In 2007-8, 118 out of 319 (37 per cent) local councils operated some form of active alcohol licensing policy, one in five of which also included CIZ for new premises.

The NIHR School for Public Health Research collaboration from the University of Bristol, University of Sheffield and London School of Hygiene and Tropical Medicine generated a ‘cumulative licensing intensity score’ for each council, based on whether they deployed CIZ and/or whether they refused to grant licenses for new premises. The score was divided into four categories: no activity; low; medium; and high.

The cumulative intensity licensing score was classified as medium or high in around a third (35 per cent) of councils; 43 per cent were classified as no activity; while 21 per cent were classified as low.

Lead researcher Dr Frank de Vocht, from Bristol’s School of Social and Community Medicine, said: ‘We linked those scores to the number of drink-related hospital admissions in each of the areas from 2009 to the first quarter of 2015.

‘After allowing for influential factors such as deprivation and drink-fuelled crime, we found that the intensity of alcohol licensing policies was associated with a reduction in drink-related hospital admissions, with the largest effects seen in the areas with the most comprehensive policies.’

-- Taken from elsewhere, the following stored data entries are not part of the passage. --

PR #452, opened 2026-08-17
fix(docs): the install page verified a checksum without ever hashing the archive

xerj-org:
Closes #444.

## The defect

`landing/docs/install.html`'s manual-download block ran:

```
sha256sum -c xerj-${ver}-x86_64-unknown-linux-musl.tar.gz.sha256
```

`sha256sum -c` reports success for whatever filenames the `.sha256` lists. It skips `#` comment lines silently, exits `0` if any one line verified, and never checks that a line names the archive you are about to extract.

Reproduced with a `.sha256` holding a comment naming the archive plus a valid digest for an unrelated file:

```
$ cat xerj-1.0.0-x86_64-unknown-linux-musl.tar.gz.sha256
# xerj-1.0.0-x86_64-unknown-linux-musl.tar.gz: OK
437a25cd…  other.txt

$ sha256sum -c xerj-1.0.0-x86_64-unknown-linux-musl.tar.gz.sha256
other.txt: OK
EXIT=0                     <- page proceeds to `tar xzf` a backdoored archive
```

The archive's real digest is never computed. The paragraph directly above the block claimed verification is **fail-closed**.

## The fix

Both copies compute the digest and demand the `.sha256` contain that exact line — the form that survived #441's adversarial review. Extraction is *chained to* the check rather than following it, so a refusal cannot be stepped over.

Old vs new, across five `.sha256` shapes:

| scenario | old (`sha256sum -c`) | new |
|---|---|---|
| decoy: comment + digest of another file | `rc=0` → **proceeds** | refused, nothing extracted |
| genuine | `rc=0` | verified, extracted |
| binary mode (`digest *asset`) | `rc=0` | verified, extracted |
| CRLF line endings | `rc=0` | verified, extracted |
| archive actually tampered | `rc!=0` | refused |

End to end against the **real published pair**: rc.17 aarch64 verifies against `1f3a0a5bbb83…` and the extracted binary reports `xerj v1.0.0-rc.17`.

## Scope beyond the issue

`landing/llms.txt` carried the same block. Not in the issue's scope, but it is the copy AI agents read, and its own comment said *"do not proceed if this fails"* — exactly what the shipped form failed to enforce. Fixed.

## Two things the issue listed as unverified, now checked — neither is affected

[...]

Issue #444, opened 2026-08-17
landing/docs/install.html verifies a downloaded .sha256 without asserting it names the archive, under a paragraph claiming "Verification is fail-closed"


xerj-org:
Found by an independent verification of #441, which fixes the same defect in the air-gapped recipe. This copy is on the page most users actually follow and is **not** covered by that PR.

## What happens

The manual-download block runs:

```
curl -fsSLO https://.../xerj-<v>-<target>.tar.gz.sha256
sha256sum -c xerj-<v>-<target>.tar.gz.sha256
```

`sha256sum -c` reports success for whatever filenames the `.sha256` lists, and exits 0 as long as at least one properly-formatted line verified. It:

* silently ignores lines beginning with `#` — no warning at all
* warns but still exits 0 on unparseable lines
* never checks that any line names the archive you are about to extract

So a `.sha256` holding a valid digest for some other file plus a comment line mentioning the archive verifies clean, and nothing in the block notices that the archive itself was never checked.

The paragraph directly above the block asserts **"Verification is fail-closed"**. It is not.

## Also in scope

`docs/EXPERIMENTAL_ONNX.md:42` carries a bare `sha256sum` block with the same shape.

## Why it is filed separately

#441 fixes `docs/recipes/air-gapped-deployment.md` and its published copy. Widening it to the install page during an active verification round is how that PR reached three refuted rounds. The fix here should reuse whatever digest-assertion form survives #441's current adversarial pass, rather than inventing a second one.

## Not verified

Whether the same pattern appears in the PowerShell installer (`landing/get.ps1`) or in the Homebrew/Docker paths.

PR #519, opened 2026-08-19
docs(landing): verify release downloads on upgrades and demo pages (#454)

### LINKED ISSUE #454: Two more shipped pages download and extract a release with no checksum step at all (upgrades.html, demo/index.html)
Found by the independent verification of #452, which fixed the *broken* verification on `landing/docs/install.html` and `landing/llms.txt`. These two are a different shape — not a verification that fails open, but **no verification at all** — so they were outside that PR's scope and are filed here rather than widened into it.

## 1. `landing/docs/upgrades.html` — upgrade over a running node, unverified

The page has **no `sha256` anywhere** (`grep -c sha256` → `0`). Its upgrade procedure downloads a release archive and goes straight to:

```
$ tar xzf xerj-0.2.0-linux-x86_64.tar.gz
```

This is the worst placement of the three: it is an upgrade path, so the binary being replaced is one already trusted and running, and the page is what an operator follows during a maintenance window.

The archive name is also stale — `xerj-0.2.0-linux-x86_64.tar.gz` is neither the current version nor the published target-triple naming (`xerj-<version>-<target>.tar.gz`, e.g. `xerj-1.0.0-rc.17-x86_64-unknown-linux-musl.tar.gz`), so the commands as printed cannot work against any current release.

## 2. `landing/demo/index.html` — pinned to `v1.0.0-rc.1`, unverified

```
$ curl -L -o xerj.tar.gz https://github.com/xerj-org/xerj/releases/download/v1.0.0-rc.1/xerj-1.0.0-rc.1-x86_64-unknown-linux-gnu.tar.gz
$ tar xzf xerj.tar.gz
```

No digest, and pinned to `rc.1` while `rc.17` is current. Note `-L` follows redirects with no verification of where it lands.

## Suggested fix

Reuse whatever digest-assertion form lands in #452, rather than inventing a third: compute the digest, assert it is 64 hex characters, demand the `.sha256` contain that exact line, and chain extraction and install to that check. Do **not** use `sha256sum -c` — see #444 for why.

## Not verified

Whether any other page under `landing/` fetches a release without verifying it. The sweep that found these two covered docs pages, llms files and the demo; it did not cover case studies, playbooks or brandbook assets.

xerj-org:
Closes #454.

Two shipped pages fetched a release archive and unpacked it with **no integrity check at all** — the shape #452 explicitly left out of scope because it fixed a verification that *fails open*, not the absence of one.

### What was wrong
- **`landing/docs/upgrades.html`** — an upgrade **over a running node** (the binary being replaced is already trusted and serving). `grep -c sha256` → `0`. It also pulled `xerj-0.2.0-linux-x86_64.tar.gz` off `xerj.org/releases` — a name and host no current release publishes, so the commands could not work as printed.
- **`landing/demo/index.html`** — pinned to the captured `v1.0.0-rc.1` build, `curl -L` following redirects to wherever, no digest.

### The fix
Reuses the fail-closed form already shipped on `install.html` (#452) verbatim, rather than inventing a third:
1. fetch the archive **and** its published `.sha256`;
2. compute the digest and **length/hex-check it** — a host with no `sha256sum`/`shasum` leaves `want` empty, and an empty digest cannot satisfy the check;
3. require the `.sha256` to contain **that exact line** (both GNU two-space and `-b` binary forms; `tr -d '\r'` for Windows-written files) — **not** `sha256sum -c`, see #444 for why;
4. **extraction is chained to the check** inside a subshell, so an archive that fails to verify is never unpacked and a refusal exits non-zero (a Dockerfile `RUN` / CI step / agent sees the failure).

- The **demo stays on rc.1** — its transcript really ran on that build (the constants guard exempts it as a dated capture) — and verifies against rc.1's own published `.sha256`.
- **upgrades.html** moves to the real GitHub release URL + target-triple naming with an operator-set `ver` (example: the current `1.0.0-rc.18`), so the printed commands actually resolve.

### Verification
- **Functional test of the exact snippet** against the real published rc.1 pair: the good archive verifies and extracts (exit 0); a `.sha256` with **one flipped hex digit** is rejected with `CHECKSUM MISMATCH` (exit 1); an empty digest (no hashing tool) is refused (exit 1).
- rc.18 musl `.tar.gz` **and** `.tar.gz.sha256` both exist, so upgrades.html's example resolves.
- `landing-constants-guard.sh` — all checks pass (version stamps match `v1.0.0-rc.18`; demo rc.1 exempt).
- Swept all of `landing/` (html + txt, incl. case studies / playbooks): **no other page** fetches a release without verifying it — closes the issue's "Not verified" note.

Docs-only; no engine code touched.

### DIFF
--- a/landing/demo/index.html
+++ b/landing/demo/index.html
@@ -351,7 +351,8 @@ footer .links { display: flex; gap: 28px; flex-wrap: wrap; }
 
   <pre class="cmd"><span class="prompt">$ </span>(
     ver=1.0.0-rc.1                              # this demo was captured on rc.1
-    asset="xerj-${ver}-x86_64-unknown-linux-gnu.tar.gz"
+    stage="xerj-${ver}-x86_64-unknown-linux-gnu"
+    asset="${stage}.tar.gz"
     base="https://github.com/xerj-org/xerj/releases/download/v${ver}"
 
     curl -fsSLO "$base/$asset"
@@ -365,7 +366,7 @@ footer .links { display: flex; gap: 28px; flex-wrap: wrap; }
       | LC_ALL=C grep -qxF -e "$want  $asset" -e "$want *$asset" \
       || { echo "CHECKSUM MISMATCH for $asset — do not run it" &gt;&amp;2; exit 1; }
 
-    tar xzf "$asset"
+    tar xzf "$asset" &amp;&amp; mv "$stage/xerj" ./xerj
   )
 <span class="prompt">$ </span>./xerj --insecure --data-dir ./data
 <span class="out">2026-04-27T19:11:41.6Z  INFO xerj: xerj v1.0.0-rc.1 starting
--- a/landing/demo/index.html
+++ b/landing/demo/index.html
@@ -349,8 +349,24 @@ footer .links { display: flex; gap: 28px; flex-wrap: wrap; }
     is already running on port 9200.
   </p>
 
-  <pre class="cmd"><span class="prompt">$ </span>curl -L -o xerj.tar.gz https://github.com/xerj-org/xerj/releases/download/v1.0.0-rc.1/xerj-1.0.0-rc.1-x86_64-unknown-linux-gnu.tar.gz
-<span class="prompt">$ </span>tar xzf xerj.tar.gz
+  <pre class="cmd"><span class="prompt">$ </span>(
+    ver=1.0.0-rc.1                              # this demo was captured on rc.1
+    asset="xerj-${ver}-x86_64-unknown-linux-gnu.tar.gz"
+    base="https://github.com/xerj-org/xerj/releases/download/v${ver}"
+
+    curl -fsSLO "$base/$asset"
+    curl -fsSLO "$base/$asset.sha256"
+
+    want=$( { sha256sum "$asset" 2&gt;/dev/null || shasum -a 256 "$asset"; } | cut -d ' ' -f 1 )
+    printf %s "$want" | LC_ALL=C grep -qE '^[0-9a-f]{64}$' \
+      || { echo "no working SHA-256 tool — refusing to run an unverified $asset" &gt;&amp;2; exit 1; }
+
+    tr -d '\r' &lt; "$asset.sha256" \
+      | LC_ALL=C grep -qxF -e "$want  $asset" -e "$want *$asset" \
+      || { echo "CHECKSUM MISMATCH for $asset — do not run it" &gt;&amp;2; exit 1; }
+
+    tar xzf "$asset"
+  )
 <span class="prompt">$ </span>./xerj --insecure --data-dir ./data
 <span class="out">2026-04-27T19:11:41.6Z  INFO xerj: xerj v1.0.0-rc.1 starting
 2026-04-27T19:11:41.6Z  WARN xerj: --insecure: TLS and auth disabled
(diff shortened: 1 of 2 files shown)


xerj-org:
## Independent adversarial verification — CLEAN (0 blocking)

Three skeptics, each tasked to **refute** one property with real shell execution against the actual published archives. All three `refuted:false`, `blocking:false`.

**1. security-bypass** — *Could not refute.* Ran 15 attack cases against the exact de-escaped gate with real archives A(real)/B(malicious):
> a_comment_bypass_B rc=1 [none]; b_correctdigest_wrongname_B rc=1 [none]; d_whitespace_B rc=1 [none]; e_empty_B rc=1 [none]; f_nohash_B rc=1 [none]; f2_nohash_blankline rc=1 [none]; g_BdigestInA_serveA rc=1 [none]; g2_Adigest_serveB rc=1 [none]; x2_partial_line_B rc=1 [none]. Every wrong-bytes/unhashed attack failed closed. Extractions occurred ONLY on genuine matches: baseline_ok_A, baseline_star_A, c_crlf_ok_A (tr strips CR), d2_blank_ok_A, x_multi_hasmatch_A. In the no-tool case want='' fails the `^[0-9a-f]{64}$` hex check before the .sha256 is consulted. `grep -qxF` (whole-line, fixed-string) defeats the `sha256sum -c` comment/other-file bypass, wrong-filename, whitespace-padding, and partial-line attacks. Invariant confirmed: `tar xzf` is reachable only when the .sha256 contains a line exactly equal to the real hash of the served bytes; no path extracts bytes whose real digest is absent, and none extracts an un-hashed archive.

**2. copy-paste / fail-closed** — *Could not refute.* Tested against the real published pairs in **bash and dash**:
> (1) HAPPY PATH runs verbatim & reaches tar, exit 0 in BOTH shells (demo rc.1-gnu; upgrades rc.18-musl, 126747824 bytes). No HTML entity survived de-escape. (2) FAIL-CLOSED: tampered .sha256 -> 'CHECKSUM MISMATCH', tamper_exit=1 in both, extracted dir ABSENT (no tar). (3) PARENT-SHELL SURVIVAL: piped the FAILING block + a follow-up marker into `bash -il` and `dash -i`; both printed the mismatch then 'PARENT_LOGIN_SHELL_STILL_ALIVE marker 1' — the `( ... exit 1 )` subshell confined the exit, login shell survived with $?=1. upgrades `sudo install ".../xerj"` path matches the extracted subdir exactly.

Non-blocking note it raised — the demo's `./xerj` line assumed a top-level binary that the tarball does not produce — is now **fixed in this PR** (`mv "$stage/xerj" ./xerj` after the gate), so the whole walkthrough is runnable.

**3. claims / coverage** — *Could not refute.* All 4 referenced assets → HTTP 200 (`.tar.gz` and `.tar.gz.sha256` for rc.18-musl and rc.1-gnu), each redirecting to release-assets with a matching content-disposition filename. Demo transcript still truthful to its rc.1 capture (no silent version bump). `landing-constants-guard.sh` → all checks passed, exit 0. Whole-tree sweep (html+txt incl. case-studies/playbooks/brandbook): every file that extracts a release {upgrades, demo, install, air-gapped-deployment, llms.txt} contains AND uses real digest-match verification before `tar`. Zero unverified fetches remain.
> Out-of-scope drift it noted: `llms.txt` stamps "Current release: v1.0.0-rc.17" (vs rc.18). Different file, not #454 — filing a separate follow-up.

Exit condition: **no BLOCKING findings** → verification gate satisfied. Merging once CI is green and mergeStateStatus is CLEAN.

Drink-related hospital admissions fell by an average of 0.6 per cent every year in those local authorities with a medium score—twice as large as the fall in the average admission rate between 2009 and 2015 in those local authorities without an active alcohol policy.

In the local authorities classified as high, drink-related hospital admissions fell by two per cent every year, or around eight fewer drink-related admissions per 100,000 of the population in 2015, compared with what would have been expected in the absence of any active policy.

Dr de Vocht added: ‘This was an observational study, so we can’t draw any firm conclusions about cause and effect. But it shows that local government areas in England with more intensive alcohol licensing policies are also the places where measurably larger reductions in alcohol-related admissions have taken place. This may be direct result of the policies themselves or it could be an indirect association, but in either case, it suggests a longer lasting population health benefit of local government initiatives to restrict alcohol licences.’

Further information

1. Research: Measurable effects of local alcohol licensing policies on population health in England   doi 10.1136/jech-2015-206040

2. Journal: Journal of Epidemiology & Community Health: http://jech.bmj.com/lookup/doi/10.1136/jech-2015-20640

3. Funding

This work was funded by the National Institute for Health Research School for Public Health Research (NIHR SPHR). NIHR SPHR is a partnership between the Universities of Sheffield, Bristol, Cambridge, Exeter, UCL; The London School for Hygiene and Tropical Medicine; the LiLaC collaboration between the Universities of Liverpool and Lancaster and Fuse; and The Centre for Translational Research in Public Health, a collaboration between Newcastle, Durham, Northumbria, Sunderland and Teesside Universities.